Despite their incessant bonhomie, this has been a difficult winter for the brothers. In January, their Uncle Phil—one of the family’s last links to their father—suffered a heart attack. Joe quit smoking cigarettes, and he and Gavin curtailed their nonstop travel to stand vigil. Phil’s eventual recovery notwithstanding, the episode was a not-so-subtle reminder that heart disease (and premature death) are part of the family legacy.

The Maloofs also have made some moves that are distinctly not fan-friendly. Claiming that their cable television carrier, Fox Sports Net Bay Area, was low-balling them, the brothers refused to sign a new contract, leaving the Kings without a cable deal. Not only did they forfeit millions in revenue, but their fans now see fewer games on television.

Absent a cable contract, the Maloofs have threatened to start their own 24-hour regional sports network, which would feature the Kings and the Sacramento Monarchs, the Women’s National Basketball Assn. team they own, as well as minor-league baseball and college sports.

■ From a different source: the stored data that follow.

PR #657, opened 2018-10-25
Add and test `empty` method

amsross:
`empty` creates a stream with no values.

This turns a Highland stream into a [Monoid](https://github.com/fantasyland/fantasy-land#monoid)

### DIFF
--- a/lib/index.js
+++ b/lib/index.js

In addition, the Maloofs are beginning to campaign for a new arena. But in this they are on the defensive. Arco, privately built in 1988 for about $40 million, is already the third-oldest facility in the NBA and lacks many of the amenities—fancy eateries, plentiful club seats, plush luxury suites—that are de rigueur in NBA arenas and, not so incidentally, boost club revenue. To counter this disadvantage, the Maloofs have raised average ticket prices “from the bottom third of the NBA right into the top five overall,” according to the Sacramento Bee.

In 2002, Mayor Heather Fargo proposed the creation of a sports and entertainment district in downtown Sacramento, anchored by a $300-million arena. To pay for it, the state Legislature passed and former Gov. Gray Davis signed a bill to enable bars and restaurants in the newly formed district to levy a surcharge for food and beverages. The Maloofs were to contribute about 20% of the arena costs.

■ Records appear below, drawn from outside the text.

Issue #656, opened 2018-10-24
Add fantasy-land canonical type references?


amsross:
Canonical references to the described types are provided via https://github.com/fantasyland/fantasy-land/blob/master/index.js.

These can probably be added with something like this:
```
addMethod('map', ...);
Stream.prototype[fl/map] = Stream.prototype.map;
_[fl/map] = _.map;
```

The benefit of doing this would be to provide interoperability between other fantasy-land-implementing libraries ([ramda](https://ramdajs.com/),  [fluture](https://github.com/fluture-js/Fluture), [zoom](https://github.com/dustinws/zoom), [crocks](https://github.com/evilsoft/crocks),  etc).

It looks like the existing types covered are:
* `fantasy-land/concat`
* `fantasy-land/filter`
* `fantasy-land/map`
* `fantasy-land/of`
* `fantasy-land/chain`
* `fantasy-land/ap` (provided by #643)

Also worth nothing:
* `fantasy-land/reduce` conflicts with he current `2.x` version `_.reduce`, but the `^3.0.0-beta.5` matches. I'm not sure how to handle this.
* `fantasy-land/traverse` could be fulfilled by mixing some high-level functions if `fantasy-land/reduce` were fulfilled.
* `fantasy-land/alt` could possibly be interpreted to be fulfilled by `_.otherwise`
* `fantasy-land/empty` could be fulfilled simply by `() => h.of(h.nil)`

Would this be desirable?

vqvu:
Yes, we should do this.

> `fantasy-land/reduce` conflicts with he current 2.x version _.reduce, but the ^3.0.0-beta.5 matches. I'm not sure how to handle this.

`reduce` in Highland doesn't match `reduce` in fantasy land, even though it's very close. The type signature for `reduce` in Highland is

```haskell
reduce :: Highland a ~> ((b, a) -> b, b) -> Highland b
```
Essentially, we can do the reduce operation, but we can't unwrap the value, because it's produced asynchronously.

> `fantasy-land/empty` could be fulfilled simply by `() => h.of(h.nil)`

I'd prefer using `h([])` instead.

I think we can also have

- `fantasy-land/zero` - Same as `empty`.
- `fantasy-land/chain` - Same as `flatMap`.

amsross:
You're right about `reduce`, I overlooked the final signature somehow.

[...]

PR #658, opened 2018-10-25
Add fantasy-land canonical method names

amsross:
This PR is to address #656 

This currently includes mappings and tests for the following types:
* `fantasy-land/of` => `_.of` (the tests require `ap` from #643)
* `fantasy-land/map` => `_.map`
* `fantasy-land/chain` => `_.flatMap`
* `fantasy-land/filter` => `_.filter`
* `fantasy-land/alt` => `_.otherwise`
* `fantasy-land/concat` => `_.concat`

Additionally, the following mappings can be added after #657:
* `fantasy-land/empty` => `_.empty`
* `fantasy-land/zero` => `_.empty`

### DIFF
--- a/lib/index.js
+++ b/lib/index.js
@@ -1002,6 +1002,8 @@ _.use = use(Stream, _);
 addToplevelMethod('of', function (x) {
     return _([x]);
 });
+Stream.prototype[fl.of] = Stream.prototype.of;
+_[fl.of] = _.of;
 
 /**
  * Creates a stream that sends a single error then ends.
--- a/lib/index.js
+++ b/lib/index.js
@@ -3743,6 +3743,8 @@ addMethod('otherwise', function (ys) {
         }
     });
 });
+Stream.prototype[fl.alt] = Stream.prototype.otherwise;
+_[fl.alt] = _.otherwise;
 
 /**
  * Adds a value to the end of a Stream.
--- a/lib/index.js
+++ b/lib/index.js
@@ -2240,6 +2240,8 @@ addMethod('ratelimit', function (num, ms) {
 addMethod('flatMap', function (f) {
     return this.map(f).sequence();
 });
+Stream.prototype[fl.chain] = Stream.prototype.flatMap;
+_[fl.chain] = _.flatMap;
 
 /**
  * Retrieves values associated with a given property from all elements in
--- a/lib/index.js
+++ b/lib/index.js
@@ -12,6 +12,8 @@ var inherits = require('util').inherits;
 var EventEmitter = require('events').EventEmitter;
 var Decoder = require('string_decoder').StringDecoder;
 
+var fl = require('fantasy-land');
+
 var IntMap = require('./intMap');
 var Queue = require('./queue');
 var ReadableProxy = require('./readableProxy');
@@ -2122,6 +2124,8 @@ addMethod('map', function (f) {
         }
     });
 });
+Stream.prototype[fl.map] = Stream.prototype.map;
+_[fl.map] = _.map;
 
 /**
  * Creates a new Stream which applies a function to each value from the source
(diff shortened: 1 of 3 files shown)


package.json
```diff
@@ -45,5 +45,8 @@
     "test": "eslint Gruntfile.js lib test/test.js && npm run nodeunit",
     "test-0.10": "npm run nodeunit",
     "nodeunit": "nodeunit test/test.js"
+  },
+  "dependencies": {
```
amsross: I feel bad about this, but I don't know what else to do about it.

svozza: I mean we could just hardcode the names?

amsross: Yeah, true; I guess there isn't much likelihood that they'll change in the future.

svozza: Yeah, we don't use that dependency in Sanctuary. Let's see what @vqvu thinks.

vqvu: +1 to just hard-coding the names, but also keep fantasy-land as a `devDepedencies` and using it in our tests. That way we can verify our names match the spec without having to actually include the spec as a real dependency.

lib/index.js
```diff
@@ -1000,6 +1002,8 @@ _.use = use(Stream, _);
 addToplevelMethod('of', function (x) {
     return _([x]);
 });
+Stream.prototype[fl.of] = Stream.prototype.of;
```
vqvu: `fl.of` should be placed on the `Stream` directly, and not on its prototype.

lib/index.js
```diff
@@ -1000,6 +1002,8 @@ _.use = use(Stream, _);
...
+_[fl.of] = _.of;
```
vqvu: I don't think we need this. Fantasy land defines `of` as a method of the *type representative* of the type, which must be the constructor. `_` is not the constructor.

I think we'll need to expose the constructor to be fully compliant. That'll require a bit more work than needs to be done in this PR. Let's get this merged first.

amsross: I think I see what you mean.

In the expression `v.ap(A.of(x => x))`, though, wouldn't `A.of` typically be represented as `_.of` in typical highland usage?

That would lead me to believe it belongs on both `Stream` (for correctness) _and_ `_` (for idiomatic functionality).

lib/index.js
amsross: This will also be the case for `empty` in #657, I assume.

per https://github.com/fantasyland/fantasy-land/#empty-method:
> _Given a value m, one can access its type representative via the `constructor` property:_
> _`m.constructor.empty()`_

vqvu: Yes.

lib/index.js
vqvu: That's fair.

vqvu:
Can you make the tests pass? I think you're missing `fantasy-land/ap`.

amsross:
I think the that's the last of it. I had to rework the `ap - noValueOnError` tests a bit because I think I was using the `noValueOnErrorTest` function incorrectly to get a false positive.

I also had to rework the `_.of` tests because I had only partially (and incorrectly) implemented them awaiting `_([]).ap`

I believe those are the only changes since your previous review.

amsross:
Ok, one more thing: I just updated `package-lock.json` because it was mismatched with `package.json` (+ `fantasy-land`). If you have a preferred way of minimizing some of those changes, I can revert and update it that way.

amsross:
As always, thanks for the careful and thoughtful reviews!

svozza:
All this fantasyland work you've done has been great. Thanks!

amsross:
How does this all end up getting rolled up into a release?

vqvu:
I need to manually run a grunt task. I'll do that after I add some advertisement about the Fantasy Land work (in #663).

vqvu:
3.0.0-beta.7 is released.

But businesses balked, and an embarrassed Fargo was forced to withdraw the proposal. By then the Maloofs were taking heat for having made a $100,000 contribution to Davis’ campaign in the recall election. Critics said they had bought the governor’s support. The brothers deny it. “We did it because he’s a Democrat and it was just a donation,” Joe says. “It had nothing to do with the timing.”

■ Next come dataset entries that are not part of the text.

PR #673, opened 2019-03-04
Subscribe method with separated out nil\global file

eccentric-j:
In reference to caolan/highland#672 this is the same solution with a couple of variations for experimentation and discussion:

1. Global namespace resolution was split up into a separate file
2. Nil resolution was split up into a separate file
3. Moved more of the subscribe consumption logic into the ObservableSubscription class
4. Moved createObserver into createObserver.js
5. Separated out isFunction.

What do you think @vqvu?

### DIFF
--- a/lib/global.js
+++ b/lib/global.js
@@ -1,27 +1,22 @@
 /**
- * Resolve
- *
  * Return a global context upon which to install Highland globals. Takes a
  * default namespace to use if both the node global and browser window
  * namespace cannot be found.
  *
- * @param {object} defaultNamespace - Default namespace if global not found
  * @returns {object} Global namespace context
  */
 
-function resolveGlobalNS (defaultNamespace) {
-    // Use the nodejs global namespace
-    if (typeof global !== 'undefined') {
-        return global;
-    }
-    // Use the browser window namespace
-    else if (typeof window !== 'undefined') {
-        return window;
-    }
-
-    // If neither the global namespace or browser namespace is avaiable
-    // return this module as the default context.
-    return defaultNamespace;
+// Use the nodejs global namespace
+if (typeof global !== 'undefined') {
+    module.exports = global;
+}
+// Use the browser window namespace
+else if (typeof window !== 'undefined') {
+    module.exports = window;
+}
+// If neither the global namespace or browser namespace is avaiable
+// Use this module as the default context
+else {
+    module.exports = this;
 }
 
-module.exports = resolveGlobalNS();
--- a/lib/global.js
+++ b/lib/global.js
@@ -1,0 +1,27 @@
+/**
+ * Resolve
+ *
+ * Return a global context upon which to install Highland globals. Takes a
+ * default namespace to use if both the node global and browser window
+ * namespace cannot be found.
+ *
+ * @param {object} defaultNamespace - Default namespace if global not found
+ * @returns {object} Global namespace context
+ */
+
+function resolveGlobalNS (defaultNamespace) {
+    // Use the nodejs global namespace
+    if (typeof global !== 'undefined') {
+        return global;
+    }
+    // Use the browser window namespace
+    else if (typeof window !== 'undefined') {
+        return window;
+    }
+
+    // If neither the global namespace or browser namespace is avaiable
+    // return this module as the default context.
+    return defaultNamespace;
+}
+
+module.exports = resolveGlobalNS();
--- a/lib/isFunction.js
+++ b/lib/isFunction.js
@@ -1,0 +1,15 @@
+/**
+ * Is Function
+ * Predicate function takes a value and returns true if it is a function.
+ *
+ * @id isFunction
+ * @name isFunction(x)
+ * @param {any} x - Any value to test against
+ * @returns {bool} True if x is a function
+ */
+
+function isFunction (x) {
+    return typeof x === 'function';
+}
+
+module.exports = isFunction;
--- a/lib/isFunction.js
+++ b/lib/isFunction.js
@@ -1,5 +1,4 @@
 /**
- * Is Function
  * Predicate function takes a value and returns true if it is a function.
  *
  * @id isFunction
--- a/lib/nil.js
+++ b/lib/nil.js
@@ -14,4 +14,8 @@ var _global = require('./global');
  * nil it knows for sure the intention is to end the stream.
  */
 
-module.exports = _global.nil || {};
+if (!_global.nil) {
+    _global.nil = {};
+}
+
+module.exports = _global.nil;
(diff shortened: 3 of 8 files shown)


lib/global.js
```diff
@@ -0,0 +1,27 @@
+/**
```
vqvu: I don't think it's worth it to make an entire function just to call it once. You can just set module.exports in the different branches.

lib/isFunction.js
```diff
@@ -0,0 +1,15 @@
+/**
+ * Is Function
```
vqvu: Can you remove these headers in the docs (here and elsewhere)? They don't seem that useful to me. It's just a repeat of the name of the function. It doesn't really fit with the documentation style of the rest of the code base.

lib/observableSubscription.js
```diff
@@ -0,0 +1,110 @@
...
+
+    // Don't let users subscribe to an already completed stream
+    if (stream.ended) {
+        if (observer.error) {
+            observer.error(new Error('Subscribe called on an already completed stream.'));
+        }
+
+        this._cleanup();
+
+        return this;
```
vqvu: `return;` instead of `return this;`

lib/observableSubscription.js
```diff
@@ -0,0 +1,110 @@
...
+ * @param {object} observer - Observer to publish from stream subscription
+ * @returns {ObservableSubscription} A subscription object
+ * @api private
+ */
+function ObservableSubscription (stream, observer) {
+    var self = this;
+    var source = stream.fork();
+
+    // Set attributes
+    this.closed = false;
```
vqvu: Set `this._source = source` here before so that the object is fully instantiated before you call any instance method.

lib/nil.js
```diff
@@ -0,0 +1,17 @@
...
+ *
+ * nil === {}  => false
+ * nil === nil => true
+ *
+ * This property makes it valuable for determining a lack of input from a
+ * falsey value such as nil or undefined. When a highland stream encounters
+ * nil it knows for sure the intention is to end the stream.
+ */
+
+module.exports = _global.nil || {};
```
vqvu: You forgot to set `_global.nil`.

lib/global.js
eccentric-j: I can’t say I know the performance implications but I wanted to try and reduce side effects but it sounds like the benefits may not be worth it.

lib/isFunction.js
eccentric-j: That’s a fair point, most of the time I prefer hindley-milner type like:

```js
/**
 * isFunction :: Function -> Boolean
 */
```

but that felt unwelcomed in this project, especially overlapping with JSDOC so I fell back on my previous habit of a human-readable name. I have no defence of this, will delete.

lib/observableSubscription.js
eccentric-j: So ._source would be the original stream before being changed again after passing the guard?

lib/nil.js
eccentric-j: Good catch

lib/global.js
vqvu: I don't understand what you mean. There're no side effects here...

lib/observableSubscription.js
vqvu: No. You set `_source` here instead of setting `_source` after the guard.

Strictly speaking, that changes the stream that you later destroy in a call to `unsubscribe`, but there's no externally-visible difference. The difference between calling `foo.consume(...).destroy()` and `foo.destroy()` is that the `onDestroy` handlers for `foo.consume(...)` doesn't get run in the latter case. But there's no `onDestroy` handlers for `foo.consume(...)` here, so it doesn't really matter.

lib/global.js
eccentric-j: I was thinking mutating the exports object as a side effect vs working with return values from the function but as of today I can see I'm probably over-engineering here. Will do as you suggest 🙂

lib/observableSubscription.js
eccentric-j: I'm not 100% sure I follow but I made some updates to my best understanding to do as you requested.

vqvu: I meant code like this

```javascript
this._source = stream.fork();

// Don't let users subscribe to an already completed stream
if (stream.ended) {
  ...
}

// Consume the stream and emit data to the observer
this._source.consume(function (err, x, push, next) {
  ...
}).resume();
```

But what you have is probably fine.

vqvu:
Have you verified that this code makes Highland work with Gulp?

eccentric-j:
Just did:

Created gulpfile.js

```js
const gulp = require('gulp');
const _ = require('./lib');

gulp.task('list', () => {
    return gulp.src('**/*.js')
        .pipe(_())
        .map(file => file.relative)
        .filter(path => !path.includes('node_modules'))
        .tap(console.log);
});
```
Executed:

```shell
gulp list
```

Results:

```
> npx gulp list
[22:21:44] Using gulpfile ~/Projects/highland/gulpfile.js
[22:21:44] Starting 'list'...
Gruntfile.js
gulpfile.js
bench/bench.js
bench/lodash.js
bench/underscore.js
dist/highland.js
dist/highland.min.js
lib/createObserver.js
lib/global.js
lib/index.js
lib/intMap.js
lib/isFunction.js
lib/nil.js
lib/observableSubscription.js
lib/queue.js
lib/readableProxy.js
tasks/docs.js
test/browser.js
test/observableSubscription_test.js
test/test.js
docs/js/foundation.min.js
docs/js/foundation/foundation.abide.js
docs/js/foundation/foundation.accordion.js
docs/js/foundation/foundation.alert.js
docs/js/foundation/foundation.clearing.js
docs/js/foundation/foundation.dropdown.js
docs/js/foundation/foundation.interchange.js
docs/js/foundation/foundation.joyride.js
docs/js/foundation/foundation.js
docs/js/foundation/foundation.magellan.js
docs/js/foundation/foundation.offcanvas.js
docs/js/foundation/foundation.orbit.js
docs/js/foundation/foundation.reveal.js
docs/js/foundation/foundation.tab.js
docs/js/foundation/foundation.tooltip.js
docs/js/foundation/foundation.topbar.js
docs/js/vendor/fastclick.js
docs/js/vendor/highlight.pack.js
docs/js/vendor/jquery.cookie.js
docs/js/vendor/jquery.js
docs/js/vendor/modernizr.js
docs/js/vendor/placeholder.js
[22:21:57] Finished 'list' after 12 s
```

The fact that we see the output wrapped by gulp's timing logger proves that it subscribed to the observable, processed all the files in a stream, and waited for it to complete.

We are good to go! :rocket:

vqvu:
Excellent! Thanks for all the work you put in.

eccentric-j:
Thank you for all the support and code reviews. I’ve got a few small projects lined up but after I would like to make some progress on v3.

The Maloofs also supported former presidential candidate Dick Gephardt, who had campaigned for their brother Phil during his unsuccessful run for the U.S. Congress in New Mexico. Gephardt campaigned as staunchly pro-union, an embarrassing twist given that the Maloofs have fought off unionization efforts among culinary workers at the Palms.

As for their future outside the Kings, the Maloofs are trying to buy the Anaheim Mighty Ducks from Disney, which last year sold major league baseball’s Anaheim Angels, its other major sports team. The Maloofs are also about to launch their own record label with Interscope Records, and they have a television production deal with MGM in the works. The two deals are high risk, however. NHL franchises are losing money these days, and the record industry is in dire straits.

On the other hand, “if they were to get involved with the Mighty Ducks at a bargain-basement price, they could use their presence in Orange County to promote their Las Vegas property,” says USC sport-business professor David Carter. “It’s a natural fit.”

A confidentiality agreement signed with Disney prevents the Maloofs from talking about specifics. But whatever they do, they say they will rely on their father’s business tenets to guide them. Outside of their third-floor offices at Arco Arena, a photograph shows a near-empty stadium the year after the Florida Marlins won the 1997 World Series. It serves as a daily reminder, Joe says, that a team’s popularity can wither overnight if an organization ignores its fans.

“We stay awake at night worrying about that,” he says. “We feel that that’s why we were put on this earth, to cater to people. The customer’s happiness—it’s life or death for us.”